Lavoravano con la cannabis sativa: il gip dispone l’imputazione coatta
Sequestrati 12 quintali di sostanza e 4 persone iscritte nel registro degli indagati
Sassari La legge 242 del 2016 (che disciplina in Italia la coltivazione della cannabis sativa) per il gip Sergio De Luca – che ha richiamato una pronuncia delle Sezioni Unite – non consentirebbe la produzione di foglie o infiorescenze e non può essere fondata la tesi che vorrebbe includere le infiorescenze della canapa nell’ambito delle coltivazioni destinate al florovivaismo (ammesso invece dalla stessa legge).
È una delle argomentazioni a sostegno dell’ordinanza con la quale il giudice ha rigettato la richiesta di archiviazione del pubblico ministero Angelo Beccu nei confronti di quattro indagati ai quali erano stati sequestrati un anno fa12 quintali di canapa (sotto forma di infiorescenze) in un capannone di Predda Niedda. Il gip ha disposto l’imputazione coatta e si andrà quindi a processo. Per il sostituto procuratore Beccu il procedimento a carico dei quattro sassaresi indagati per produzione, traffico e detenzione illeciti di sostanze stupefacenti, andava archiviato. Conclusione alla quale il pm era giunto all’esito di due consulenze tecniche, eseguite durante le indagini, che avevano accertato, in sintesi, “l’inoffensività del fatto”.

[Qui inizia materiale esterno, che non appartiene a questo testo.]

Issue #252, opened 2025-01-23
The "folder" column in the incidents always displays "file://"


abrugaro:
![Image](https://github.com/user-attachments/assets/2e63b3d4-2131-44f8-9bdc-148aab6b7f76)

Update: The issue is reproducible only for Java files, in `xml` files it works fine, althought the `file://` prefix should be removed

![Image](https://github.com/user-attachments/assets/8ecfd6cf-c6a8-447b-8149-0c144b190fca)

**Env:**
* Windows 11 Pro
* Extension v0.0.5

rszwajko:
@abrugaro @sjd78 
this looks like a regression after configuration changes - in https://github.com/konveyor/editor-extensions/pull/204 you can see that the folder path is relative to the workspace folder. In order to calculate the relative path the webview needs a `workspaceRoot` prop.

abrugaro:
Hi, reopening this as it is still reproducible on 0.0.7.

![Image](https://github.com/user-attachments/assets/fc0237cb-78bb-46f0-8dee-8c6d0fd814b5)

Tested on Windows 11 pro

sjd78:
Closing since the #357 tracks the remaining issue on windows

PR #324, opened 2025-01-30
:bug: Fix Analysis and Resolution file paths relative to workspaceRoot

sjd78:
Incident file path information changed to use Uri values.  Since the `workspaceRoot` being handed to the webviews was fsPath based, the full Uris were being rendered.  Pass the workspaceRoot as a Uri string and get the `relativeDirname()` function working properly again.

Resolves: #252


sjd78:
Before Change:
image

After Change:
image

djzager (approved):

PR #331, opened 2025-01-31
:sparkles: better solution configuration

djzager:


vscode/package.json
```diff
@@ -544,61 +544,32 @@
...
-        "konveyor.kai.getSolutionMaxIterations": {
-          "type": [
-            "number",
-            "null"
+        "konveyor.kai.getSolutionMaxEffort": {
+          "type": "string",
+          "enum": [
+            "Low",
+            "Medium",
+            "Maximum"
```
fabianvf, line 556: Can we do `Maximum (experimental)` just so people know it's a dangerous button

djzager:
image
image

sjd78 (approved):
Looks reasonable so long as having the same settings for a single incident or multiple incidents is ok.

fabianvf (approved):
We've got changes planned for the backend that should make the performance improve enough that we don't need to separate it anymore, plus the message passing that's going in the next release will help a lot too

Per gli indagati – tre difesi dall’avvocato Antonio Secci e uno dall’avvocato Lorenzo Simonetti – quella sostanza conservata in bidoni di plastica e scatole di cartone era cannabis light, legale. La utilizzavano nella loro impresa dedita alla commercializzazione dei derivati e dei prodotti correlati (oli, saponi, fibre tessili e molto altro). Dopo il sequestro operato dalla squadra mobile i soci si erano trovati in un mare di guai, costretti a sospendere tutte le attività, a licenziare i dipendenti, senza riuscire più a pagare nemmeno l’affitto del capannone.
Il pm Beccu, riferendosi in particolare alla seconda consulenza tecnica (eseguita dalla professoressa Claudia Trignano), aveva ritenuto di dover chiedere al gip l’archiviazione del caso perché “seppure il quantitativo complessivo dello stupefacente consenta di ricavare un numero di dosi elevato – scriveva – la percentuale di principio attivo si rivela talmente infima (tra lo 0,4 e lo 0,9%) da richiederne, affinché la singola assunzione abbia un effetto drogante, un uso abnorme, spropositato e in concreto assolutamente irrealistico secondo la comune esperienza giudiziaria: ne discende l’inoffensività del fatto”.
La Trignano aveva infatti sostenuto che la “capacità drogante di materia vegetale con percentuale di principio attivo Thc pari allo 0,6% dipende da numerose variabili e un valore univoco o standardizzato per stabilire l’efficacia drogante di una sostanza non è rinvenibile nella letteratura scientifica di riferimento”. Per la Procura, quindi, non ci sarebbero gli elementi oggettivi del reato. Ma il gip al contrario ha ritenuto che la condotta degli indagati non rientri nell’ambito della legge 242/2016, che regola la coltivazione industriale di canapa per specifici usi, e che la sostanza in questione non sia priva di efficacia drogante perché quest’ultima non dipende solo dalla percentuale di thc (“che in ogni caso – scrive il gip – nello specifico supera sensibilmente lo 0,6 nella maggior parte dei campioni”) ma da molteplici fattori. Il giudice ha dichiarato “manifestamente infondate” anche le questioni di legittimità costituzionale sollevate dal difensore Simonetti e ha rigettato la richiesta di rinvio pregiudiziale alla Corte di Giustizia. Per il legale “la normativa italiana, così come interpretata da parte della giurisprudenza, appare in violazione del Trattato del Funzionamento dell’Unione Europea in quanto limita la circolazione di un lecito prodotto agricolo”.